Necessary and sufficient condition for a matrix to be diagonalizable

Question

Let $A \in M_n(\mathbb C)$ be a complex matrix. $B$ is the matrix in $M_{2n}(\mathbb C)$: $$\begin{pmatrix} A & A\\ 0 & A \end{pmatrix}$$ What is a proof that $B$ is diagonalizable if and only if $A=0$?

Answer 1

Clearly the point is to show that $A=0$ is a necessary condition for $B$ being diagonalisable.

First off, an easy computation shows that if $C\in M_n(\Bbb C)$ commutes with $A$, then for any polynomial $P$ one has $$ P\left[\pmatrix{A&C\cr0&A}\right] = \pmatrix{P[A]&P'[A]C\cr0&P[A]}, $$ where $P'$ is the derivative of$~P$ (it suffices to show this by induction when $P=X^k$, and use linearity).

Now if $B$ is diagonalisable, then $A$ must be as well (as the restriction of a diagonalisable operator to an invariant subspace is diagonalisable). Now let $P\in\Bbb C[X]$ be the minimal polynomial of$~A$ (the product of a linear factors $X-\lambda$ for each distinct eigenvalue$~\lambda$ of$~A$). By above computation (for $C=A$), the kernel of $P[B]$ contains the subspace generated by the first $n$ standard basis vectors, which contains the image of $P[B]$, so $(P[B])^2=0$ and $P^2$ annihilates $B$. Since $B$ is diagonalisable, its minimal polynomial$~\mu$ is a product of distinct linear factors, and from the above $P\mid\mu\mid P^2$, whence $\mu=P$.

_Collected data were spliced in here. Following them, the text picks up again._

Issue #413, opened 2017-02-11
sample calculator server compile error with vs2015 update3


nneesshh:
1>..\src\Capnproto\calculator-server.c++(84): error C2558: class 'Calculator::Function::Client': no copy constructor available or copy constructor is declared 'explicit'
1>..\src\Capnproto\calculator-server.c++(125): error C2558: class 'capnp::CallContext<Calculator::Function::Server::CallParams,Calculator::Function::Server::CallResults>': no copy constructor available or copy constructor is declared 'explicit'
1>..\src\Capnproto\calculator-server.c++(173): error C2558: class 'capnp::CallContext<Calculator::Server::EvaluateParams,Calculator::Server::EvaluateResults>': no copy constructor available or copy constructor is declared 'explicit'
========== Build: 0 succeeded, 1 failed, 0 up-to-date, 0 skipped ==========

harrishancock:
The build error here is caused by an MSVC compiler bug: when capturing variables by value in lambda capture lists, MSVC only appears to consider const copy constructors (`Foo::Foo(const Foo&)`) and never mutable copy constructors (`Foo::Foo(Foo&)`). You can see my initial discovery of the problem at f87b306, and some discussion with @kentonv in #396.

There's an easy workaround: wrap variables with mutable copy constructors in `KJ_CPCAP(...)` when capturing them, which forces MSVC to perform a copy manually. I'll have a patch ready soon that does that for this particular instance of the problem.

However, you will probably run into this bug in the future until we can fully resolve the root cause, either by a fix from Microsoft or by removing the use of mutable copy construction in the codebase.

kentonv:
Looks like this was fixed by #414.

PR #414, opened 2017-02-11
Build samples with MSVC

harrishancock:
This PR:

- Installs the external capnp tools if `CAPNP_BUILD_TOOLS=OFF`. This allows MSVC CMake builds to install complete, working distributions of Cap'n Proto.

- Adds a CMakeLists.txt and applies the mutable capture bug workaround for MSVC (`KJ_CPCAP`) to the C++ samples (`addressbook`, `calculator-{client,server}`).

This may resolve the immediate issue in #413, but it doesn't resolve the underlying problem, so I'm not sure if it should be closed yet.

### DIFF
--- a/c++/cmake/CapnProtoConfig.cmake.in
+++ b/c++/cmake/CapnProtoConfig.cmake.in
@@ -12,8 +12,10 @@
 
 set(CapnProto_VERSION @VERSION@)
 
-set(CAPNP_EXECUTABLE $<TARGET_FILE:CapnProto::capnp_tool>)
-set(CAPNPC_CXX_EXECUTABLE $<TARGET_FILE:CapnProto::capnpc_cpp>)
+if(@CAPNP_BUILD_TOOLS@)
+  set(CAPNP_EXECUTABLE $<TARGET_FILE:CapnProto::capnp_tool>)
+  set(CAPNPC_CXX_EXECUTABLE $<TARGET_FILE:CapnProto::capnpc_cpp>)
+endif()
 set(CAPNP_INCLUDE_DIRECTORY "@PACKAGE_CMAKE_INSTALL_FULL_INCLUDEDIR@")
 
 # work around http://public.kitware.com/Bug/view.php?id=15258
--- a/c++/samples/CMakeLists.txt
+++ b/c++/samples/CMakeLists.txt
@@ -1,0 +1,53 @@
+# A Cap'n Proto sample project.
+#
+# To build (non-MSVC):
+#   1. Install Cap'n Proto somewhere ($PREFIX below):
+#
+#      mkdir capnproto/build
+#      cd capnproto/build
+#      cmake ../c++ -DCMAKE_INSTALL_PREFIX=$PREFIX
+#      cmake --build . --target install
+#      export PATH=$PREFIX/bin:$PATH
+#
+#   2. Ensure Cap'n Proto's executables are on the PATH, then build the sample project:
+#
+#      export PATH=$PREFIX/bin:$PATH
+#      mkdir ../build-samples
+#      cd ../build-samples
+#      cmake ../c++/samples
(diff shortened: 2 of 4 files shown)


kentonv:
Whoops, somehow I missed this PR, sorry.

> Installs the external capnp tools if `CAPNP_BUILD_TOOLS=OFF`.

Hmm, you're saying if we are using an external capnp executable, we'll install that executable? What if it's already installed? What if we're using an external capnp because we're cross-compiling, so it's compiled for the host and not the target? This feels weird.

harrishancock:
I agree -- I'm happy to back that commit out, or change it.

The issue I was attempting to address is this: Right now, the CMake install target does not produce a working install tree when building with MSVC. The CMake package configuration file (`c++/cmake/CapnProtoConfig.cmake.in`) requires that `capnp` and `capnpc-c++` be available as the exported targets `capnp_tool` and `capnpc_cpp`, which of course don't exist.

An alternative is to patch the install tree manually to produce a working package: i.e., copy the `bin` directory from a MinGW-built tree to an MSVC-built tree, and copy the relevant exported targets between the `lib/cmake/CapnProtoTargets*.cmake` files.

Another alternative might be to include some other logic in `c++/cmake/CapnProtoConfig.cmake.in`, perhaps searching for the capnp tools based on an environment or CMake variable that the user sets.

harrishancock:
I realize I didn't define what I mean by "working install tree". I mean a working CMake package: one that can be consumed by a CMake-based client project with `find_package(CapnProto)`, assuming the installed `bin` directory is on the PATH.

kentonv:
That does seem like a reasonable argument.

I'm happy to leave it to your judgment, since I don't have a sense for how cmake is used in practice. My intuition derives more from automake but that may be the wrong intuition to apply here.

Or maybe @pqu could provide a third opinion?

harrishancock:
@kentonv another option would be to get the tools building with VS2017, and officially support Cap'n Proto as an installable CMake package only with VS2017. I tried doing that last weekend, but ran into another ICE related to `NullableValue::~NullableValue()`'s `noexcept` specification. I will try again this weekend when I update my AppVeyor PR.

pqu:
My inclination is that if `CAPNP_BUILD_TOOLS` is `OFF`, then `CAPNP_EXECUTABLE`/`CAPNPC_CXX_EXECUTABLE` should simply not be set. This issue effects all platforms (not just MSVC) and the cross-compiling scenario Kenton raised is compelling.

harrishancock:
@pqu thanks for weighing in! I think leaving them unset makes sense. It would break the `capnp_generate_cpp()` function, but client projects could work around this by specifying `CAPNP_EXECUTABLE` etc. on the cmake command line.

To make this easier, perhaps we could use `find_program()` to search for the CLI tools on the PATH if `CAPNP_BUILD_TOOLS` is off, and emit a warning explaining to the user that `capnp_generate_cpp()` will fail, if they're not found? This would avoid forcing the user to pass explicit path(s) on the command line, but might carry a risk of finding the wrong version of the CLI tools. My instinct is that this risk is low, however.

pqu:
I'm a little weary of adding too much logic for what is essentially a workaround (and `capnp_generate_cpp()` will already emit a semi-friendly error). The best solution would be as you mentioned above: enable building the tools with MSVC.

harrishancock:
Thanks for the help! I've followed your advice.

@kentonv I updated this PR:

- Rebased onto master.
- Added one commit to fix a minor build problem (missing `_exit` header in `test-helpers.c++`).
- Changed the `CapnProtoConfig.cmake.in` logic to follow @pqu's suggestion.
- Added more comments to `c++/samples/CMakeLists.txt` to document the workaround needed to find the command line tools when using MSVC.

kentonv:
Thanks!

PR #417, opened 2017-02-18
fix bug in parsing of non-ascii constants

dwrensha:
`spk dev` currently fails on Wekan due to a [non-ascii character](https://github.com/wekan/wekan/blob/81de7bceecf96c31a49baee67abfd6e597652e18/sandstorm-pkgdef.capnp#L166) in its sandstorm-pkgdef.capnp file.

This problem was introduced in https://github.com/sandstorm-io/capnproto/commit/9182e67f146d81cbb6865230172ba6a7bbd81ec6.

This commit fixes the problem.


kentonv:
ARRRRGGGHHHH, why is `char` signed?

PR #420, opened 2017-02-25
Make sure to clear tag word when upgrading a struct list.

### LINKED ISSUE #419: tag not cleared in struct list upgrade
Consider the following schema and program:

```capnp
# upgrade.capnp
@0xca1a6fd5ed3b4bb1;

struct RootStruct {
   field @0 :AnyPointer;
}

struct OldVersion {
   old0 @0 :UInt32;
   old1 @1 :UInt32;
}

struct NewVersion {
   old0 @0 :UInt32;
   old1 @1 :UInt32;
   new2 @2 :UInt64;
}
```

```cpp
// upgrade.c++

#include "upgrade.capnp.h"
#include <capnp/message.h>
#include <capnp/serialize.h>
#include <capnp/serialize.h>

int main() {
  ::capnp::MallocMessageBuilder message;
  auto root = message.initRoot<RootStruct>();
  auto oldList = root.getField().initAs<capnp::List<OldVersion>>(1);
  oldList[0].setOld0(0xab);
  oldList[0].setOld1(0xcd);

  // Reallocate the list with enough space for the new version of the struct.
  auto newList = root.getField().getAs<capnp::List<NewVersion>>();

  capnp::writeMessageToFd(1, message);
}
```

I expect this to write a message that looks like this:

```
0000 0000 0700 0000 // one segment with 7 words
0000 0000 0000 0100 // struct pointer, pointer section has one pointer
0900 0000 1700 0000 // list pointer, offset 2, inline composite, 2 words long
0000 0000 0000 0000 // [zeroed old list tag]
0000 0000 0000 0000 // [zeroed old list body]
0400 0000 0200 0000 // list tag. 1 element. data section has 2 words.
ab00 0000 cd00 0000 // first element, first word
0000 0000 0000 0000 // first element, second word
```

Instead, it writes this message:

```
0000 0000 0700 0000 // one segment with 7 words
0000 0000 0000 0100 // struct pointer, pointer section has one pointer
0900 0000 1700 0000 // list pointer, offset 2, inline composite, 2 words long
0400 0000 0100 0000 // old list tag! (BUG)
0000 0000 0000 0000 // [zeroed old list body]
0400 0000 0200 0000 // list tag. 1 element. data section has 2 words.
ab00 0000 cd00 0000 // first element, first word
0000 0000 0000 0000 // first element, second word
```

dwrensha:
Fixes #419.

### DIFF
--- a/c++/src/capnp/layout.c++
+++ b/c++/src/capnp/layout.c++
@@ -1360,7 +1360,8 @@ struct WireHelpers {
       }
 
       // Zero out old location.  See explanation in getWritableStructPointer().
-      memset(oldPtr, 0, oldStep * elementCount * BYTES_PER_WORD / BYTES);
+      // Make sure to include the tag word.
+      memset(oldPtr - 1, 0, (1 + oldStep * elementCount) * BYTES_PER_WORD / BYTES);
 
       return ListBuilder(origSegment, capTable, newPtr, newStep * BITS_PER_WORD, elementCount,
                          newDataSize * BITS_PER_WORD, newPointerCount, ElementSize::INLINE_COMPOSITE);
--- a/c++/src/capnp/layout.c++
+++ b/c++/src/capnp/layout.c++
@@ -1361,7 +1361,8 @@ struct WireHelpers {
 
       // Zero out old location.  See explanation in getWritableStructPointer().
       // Make sure to include the tag word.
-      memset(oldPtr - 1, 0, (1 + oldStep * elementCount) * BYTES_PER_WORD / BYTES);
+      memset(oldPtr - POINTER_SIZE_IN_WORDS, 0,
+             (POINTER_SIZE_IN_WORDS + oldStep * elementCount) * BYTES_PER_WORD / BYTES);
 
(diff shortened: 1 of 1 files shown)


c++/src/capnp/layout.c++
```diff
@@ -1360,7 +1360,8 @@ struct WireHelpers {
       }
 
       // Zero out old location.  See explanation in getWritableStructPointer().
-      memset(oldPtr, 0, oldStep * elementCount * BYTES_PER_WORD / BYTES);
+      // Make sure to include the tag word.
+      memset(oldPtr - 1, 0, (1 + oldStep * elementCount) * BYTES_PER_WORD / BYTES);
```
kentonv: I think this will fail unit analysis. The `1` needs to be `1 * WORDS`.

dwrensha: How do I run the unit analysis?

kentonv: Build with `-DCAPNP_DEBUG_TYPES`.

kentonv: Ah, yes, that is more correct!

Now if $v$ is an eigenvector of $A$ for some $\lambda$, applying $P[B]=0$ to any vector whose "second half" is given by $v$ has as "first half", according to the above computation, $\lambda P'[\lambda]v$; this must therefore be zero. Since $P$ has simple roots $P'[\lambda]\neq0$, so $\lambda=0$. Nonzero eigenvalues being impossible, $A=0$ follows.

Answer 2

Let $C\in M_k(\mathbb{C})$ and $A\in M_n(\mathbb{C})$. Denote by $C\otimes A\in M_{kn}(\mathbb{C})$ the Kronecker product of $C$ and $A$.

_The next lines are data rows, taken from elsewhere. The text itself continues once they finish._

PR #421, opened 2017-02-26
Edit error message for the case where copyPointer() hits a FAR pointer.

dwrensha:
The existing error message suggests this case can only arise if there is a
a bug in the library. However, malformed input can trigger the error too.
In particular, the error gets thrown when a non-double far pointer resolves
to another far pointer.

### DIFF
--- a/c++/src/capnp/layout.c++
+++ b/c++/src/capnp/layout.c++
@@ -738,7 +738,7 @@ struct WireHelpers {
         break;
       }
       case WirePointer::FAR:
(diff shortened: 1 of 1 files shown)


dwrensha:
I've pushed a commit that switches the macro used in this case in `copyPointer()` and `totalSize()` from `KJ_FAIL_ASSERT` to `KJ_FAIL_REQUIRE`, as per [these docs](https://github.com/sandstorm-io/capnproto/blob/01f6d5e4ff05fcd67e968b50120dba3fbbb38afb/c%2B%2B/src/kj/debug.h#L46-L48).

PR #1055, opened 2020-09-01
Fix use-after-free in reconnect-test.

kentonv:
This is a bug in the test, not in the code it is testing.


kentonv:
MSVC ICE'd. Gross. But not on this file, so must not be new.

PR #1060, opened 2020-09-14
Adds CAPNP_BEGIN_HEADER and CAPNP_END_HEADER around schema headers

ThatGeoGuy:
In reference to an email I sent to the mailing list: https://groups.google.com/d/msg/capnproto/NN5LXfR5ngw/Jf8ACrWzBAAJ

This should bound any instance of namespaces for `capnp::schemas` with `CAPNP_BEGIN_HEADER` and `CAPNP_END_HEADER` like so:

```
CAPNP_BEGIN_HEADER

namespace capnp {
namespace schemas {

} // namespace schemas
} // namespace capnp

CAPNP_END_HEADER

```


c++/src/capnp/compiler/capnpc-c++.c++
```diff
@@ -3045,13 +3045,17 @@ private:
...
+          "\n"
           "namespace capnp {\n"
           "namespace schemas {\n"
           "\n",
           KJ_MAP(n, nodeTexts) { return kj::mv(n.capnpSchemaDecls); },
           "\n"
           "}  // namespace schemas\n"
           "}  // namespace capnp\n"
+          "\n"
+          "CAPNP_END_HEADER\n"
```
kentonv, line 3058: Looks like you've placed this at the end of the schema block, but the main body of the header actually appears after that. The last part of the header is generated at line 3067 below, so you'll want to insert this after that.

kentonv:
You'll need to run `regenerate-bootstraps.sh` to regenerate all the generated code (like `schema.capnp.h`) using the modified compiler.

c++/src/capnp/compiler/capnpc-c++.c++
ThatGeoGuy: Should be resolved as of 4df555139a3feaaf9746740cefecf0beadc01ba9

ThatGeoGuy:
Resolved the above feedback and re-ran `regenerate-bootstraps.sh`. 

Do let me know what else may be needed!

kentonv:
Ugh, looks like our MSVC and Cygwin tests have both bitrotted -- not your fault.

Looks good, thanks for doing this!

Lemma: If $0\neq C\otimes A\in M_{kn}(\mathbb{C})$ is diagonalizable then $C$ is diagonalizable.

Proof: If all eigenvalues of $A$ are zero then $A$ is nilpotent and $A^n=0$. Thus, $(C\otimes A)^n=C^{n}\otimes A^n=0$. Since $C\otimes A$ is nilpotent and diagonalizable then $C\otimes A=0$, contradiction. So there is an eigenvalue $0\neq a$ of $A$. Let $0\neq v\in \mathbb{C}^n$ such that $Av=av$.

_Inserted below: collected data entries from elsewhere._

PR #1069, opened 2020-09-22
Combine small writes together in TLS compatibility layer

a-robinson:
This is a bit hacky, but it's a quick fix that makes a noticeable
difference in the number of small packets we send over the wire,
especially now that TCP_NODELAY is enabled on the server side.

If you'd prefer a different approach, let me know.

I also added a tiny little second commit that's mostly unrelated, which I can remove if you don't care about it.

### DIFF
--- a/c++/src/kj/compat/readiness-io.h
+++ b/c++/src/kj/compat/readiness-io.h
@@ -71,19 +71,54 @@ public:
   kj::Promise<void> whenReady();
   // Returns a promise that resolves when write() will return non-null.
 
+  class Cork;
+  // An object that, when destructed, will uncork its parent stream.
+
+  Cork cork();
+  // After calling, data won't be pumped until either the internal buffer fills up or the returned
+  // object is destructed. Use this if you know multiple small write() calls will be happening in
+  // the near future and want to flush them all at once.
+  // Once the returned object is destructed, behavior goes back to normal. The returned object
+  // must be destructed before the ReadyOutputStreamWrapper.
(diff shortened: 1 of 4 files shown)


c++/src/kj/compat/readiness-io.h
```diff
@@ -71,11 +71,20 @@ class ReadyOutputStreamWrapper {
   kj::Promise<void> whenReady();
   // Returns a promise that resolves when write() will return non-null.
 
+  _::Deferred<Function<void()>> disableAutomaticPumping();
```
jclee, line 74: Maybe "disableEagerPumping"?

a-robinson: Seems a bit clearer, sure. Done.

c++/src/kj/compat/readiness-io.h
```diff
@@ -71,11 +71,21 @@ class ReadyOutputStreamWrapper {
   kj::Promise<void> whenReady();
   // Returns a promise that resolves when write() will return non-null.
 
+  _::Deferred<Function<void()>> disableEagerPumping();
```
kentonv, line 74: `Function` requires allocations and virtual calls, and `_::Deferred` is an internal type which makes it not great for interface use. Maybe better to introduce a new hand-written type here?

Also in the bikeshedding department, you could call this `cork()`, and the returned type could be `Cork`, after Linux's similarly-purposed `TCP_CORK`. (Or ignore me if you don't like that idea...)

a-robinson: Yeah, seems wise. And `cork` is good enough for me 👍

Issue #1062, opened 2020-09-16
How to add search directories for capnp?


Biswa96:
In MSYS2/MinGW, the include directory is `/mingw64/include/` for x86 and `/mingw64/include/` for x86_64. But according to the [docs][1], I have to add `-I` option in command line to include the search directory. Is it possible to add search directory path at build time? See the discussion at https://github.com/msys2/MINGW-packages/pull/6910.

[1]: https://capnproto.org/cxx.html

kentonv:
Hi @Biswa96,

It sounds like in this environment, you should tell the build system to install to a different prefix than the default `/usr/local`. You probably want to invoke `configure` like so:

    ./configure --prefix=/mingw64

If you do this, the resulting `capnp` binary will have `/mingw64/include` in its default include path. Also, setting `--prefix` this way will cause `make install` to install Cap'n Proto into `/mingw64` in general, which seems like what you want.

If you aren't using the autotools build, you can define the preprocessor symbol `CAPNP_INCLUDE_DIR` to specify an additional include path. This macro should expand to a string literal. So, you could use a compiler flag like `'-DCAPNP_INCLUDE_DIR="/mingw64/include"'` -- note that the outer single-quotes are necessary so that the inner double-quotes don't get removed by the shell.

Biswa96:
Here are something I have tried:

----

```sh
CFLAGS+=' -DCAPNP_INCLUDE_DIR=\"/mingw64/include\"' \
CXXFLAGS+=' -DCAPNP_INCLUDE_DIR=\"/mingw64/include\"' \
cmake.exe
// other options here
```

This compiles but the capnp.exe contains full path of `/mingw64/include` directory. This causes problem because my installation may not be same with others.

----

```sh
CFLAGS+=' -DCAPNP_INCLUDE_DIR="/mingw64/include"' \
CXXFLAGS+=' -DCAPNP_INCLUDE_DIR="/mingw64/include"' \
cmake.exe
// other options here
```

This causes compiler error.

----

Tried to replace `/usr/include` with `/mingw64/include` in `src/capnp/compiler/capnp.c++` file. Then compiled it. Compilation went fine. capnp.exe contains `/mingw64/include` string. But capnp compile fails with `error: Import failed: /capnp/c++.capnp`.

kentonv:
I see, so a compile-time constant is not sufficient here, because you want to be able to redistribute the binary and other users may use different installation locations.

[...]

PR #1071, opened 2020-09-28
cmake: set CAPNP_INCLUDE_DIR

p4l1ly:
when installing capnp to a non-standard location (out of `/usr` or `/usr/local`), the `capnp compile` must be issued with the `-I` option even for the standard `/capnp/c++.capnp` import. Some projects that use `capnp compile` directly, not via cmake (e.g. [capnproto-java](https://github.com/capnproto/capnproto-java/blob/b60bc1e7148893ad584e369b7bd3c1717f1d2cb0/compiler/pom.xml#L87)) cannot be built in this configuration.

### DIFF
--- a/c++/src/capnp/CMakeLists.txt
+++ b/c++/src/capnp/CMakeLists.txt
@@ -168,6 +168,9 @@ if(NOT CAPNP_LITE)
   set_target_properties(capnp_tool PROPERTIES CAPNP_INCLUDE_DIRECTORY
     $<JOIN:$<BUILD_INTERFACE:${CMAKE_CURRENT_SOURCE_DIR}/..>,$<INSTALL_INTERFACE:${CMAKE_INSTALL_BINDIR}/..>>
   )
+  set_target_properties(capnp_tool PROPERTIES
+    COMPILE_DEFINITIONS CAPNP_INCLUDE_DIR=\"${CMAKE_INSTALL_FULL_INCLUDEDIR}\"
+  )
 
   add_executable(capnpc_cpp
     compiler/capnpc-c++.c++


p4l1ly:
The windows CI checks fail for some reason that seems unrelated (test executables don't get built) and I have too little experience to be able to debug it

c++/src/capnp/CMakeLists.txt
```diff
@@ -168,6 +168,7 @@ if(NOT CAPNP_LITE)
   set_target_properties(capnp_tool PROPERTIES CAPNP_INCLUDE_DIRECTORY
     $<JOIN:$<BUILD_INTERFACE:${CMAKE_CURRENT_SOURCE_DIR}/..>,$<INSTALL_INTERFACE:${CMAKE_INSTALL_BINDIR}/..>>
   )
+set_target_properties(capnp_tool PROPERTIES COMPILE_FLAGS -DCAPNP_INCLUDE_DIR='"${CMAKE_INSTALL_FULL_INCLUDEDIR}"')
```
kentonv, line 171: nitpick: Seems like this should be indented to match the surrounding lines?

kentonv:
The Cygwin test failure is expected (it has... bitrotted), but the other failures seem to be caused by this change.

c++/src/capnp/CMakeLists.txt
p4l1ly: ahh ugly, sorry, am I blind or did vim betray me few minutes before push?

harrishancock (approved):
Makes sense!

kentonv:
Can you please make this change without changing the format of the macro? Otherwise this breaks people who are already customizing the macro in their own builds.

p4l1ly:
The problem is that I cannot figure out how to pass the double quotes to `COMPILE_FLAGS` in a Windows/Linux compatible way.

Anyway, I think that requiring double quotes around the argument is quite weird and as it moreover violates platform independency, it might be a good idea to remove it. The version is still unstable...

p4l1ly:
ok, the escaping `"\\\"${CMAKE_INSTALL_FULL_INCLUDEDIR}\\\""`, however ugly, seems to work.

c++/src/capnp/CMakeLists.txt
```diff
@@ -168,6 +168,7 @@ if(NOT CAPNP_LITE)
   set_target_properties(capnp_tool PROPERTIES CAPNP_INCLUDE_DIRECTORY
     $<JOIN:$<BUILD_INTERFACE:${CMAKE_CURRENT_SOURCE_DIR}/..>,$<INSTALL_INTERFACE:${CMAKE_INSTALL_BINDIR}/..>>
   )
+  set_target_properties(capnp_tool PROPERTIES COMPILE_FLAGS -DCAPNP_INCLUDE_DIR="\\\"${CMAKE_INSTALL_FULL_INCLUDEDIR}\\\"")
```
Sarcasm, line 171: Any reason to use `COMPILE_FLAGS` over `COMPILE_DEFINITIONS`?
The latter seems more appropriate, and I think the escaping syntax will be lighter:

```cmake
set_target_properties(capnp_tool PROPERTIES
  COMPILE_DEFINITIONS CAPNP_INCLUDE_DIR=\"${CMAKE_INSTALL_FULL_INCLUDEDIR}\")
```

I don't know if the capnproto installation is relocatable today, but using `CMAKE_INSTALL_FULL_XXX` in the binary may harm relocatability of the package.
Unfortunately, I think the solution to this is more complex.
To do so, the binary should be able to locate it's own installation prefix at runtime, which is platform specific.

p4l1ly: Thank you for the hint, I didn't know about `COMPILE_DEFINITIONS`.
As for the relocatability, the installation was not relocatable before in the context of default include paths. Actually, the default include paths were hardcoded to `/usr/include` and `/usr/local/include`. The proposed change is not the ideal solution but is a bit more dynamic than before. The installation cannot be relocated but it can be at least installed locally. It was not possible before if using `cmake`.

kentonv: Yeah, this makes the cmake build match what the autotools build has done for a long time, which seems like an improvement.

Making the binary relocatable was discussed a bit in #1062, but it's not completely obvious what the right approach is.

kentonv:
@harrishancock Can you verify this still looks good to you and, if so, feel free to merge?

Notice that $C\otimes A$ leaves the subspace $\mathbb{C}^k\otimes v=\{w\otimes v, w\in \mathbb{C}^k\}$ invariant. Therefore the restriction of $C\otimes A$ to $\mathbb{C}^k\otimes v$ is diagonalizable (The restriction of a diagonalizable linear transformation to a invariant subspace is also diagonalizable). Since the matrix that represents $C\otimes A|_{\mathbb{C}^k\otimes v}$ is $aC$ (in the basis $\{e_1\otimes v,\ldots e_k\otimes v\}$ of $\mathbb{C^k}\otimes v$, where $\{e_1,\ldots e_k\}$ is the canonical basis of $\mathbb{C}^k$) then $aC$ is diagonalizable and $C$ is too. $\square$

Now, $\begin{pmatrix} A & A\\ 0 & A \end{pmatrix}=\begin{pmatrix} 1 & 1\\ 0 & 1 \end{pmatrix}\otimes A$. Since $\begin{pmatrix} 1 & 1\\ 0 & 1 \end{pmatrix}$ is not diagonalizable then, by the previous lemma, $\begin{pmatrix} 1 & 1\\ 0 & 1 \end{pmatrix}\otimes A$ must be zero. Thus, $A=0$.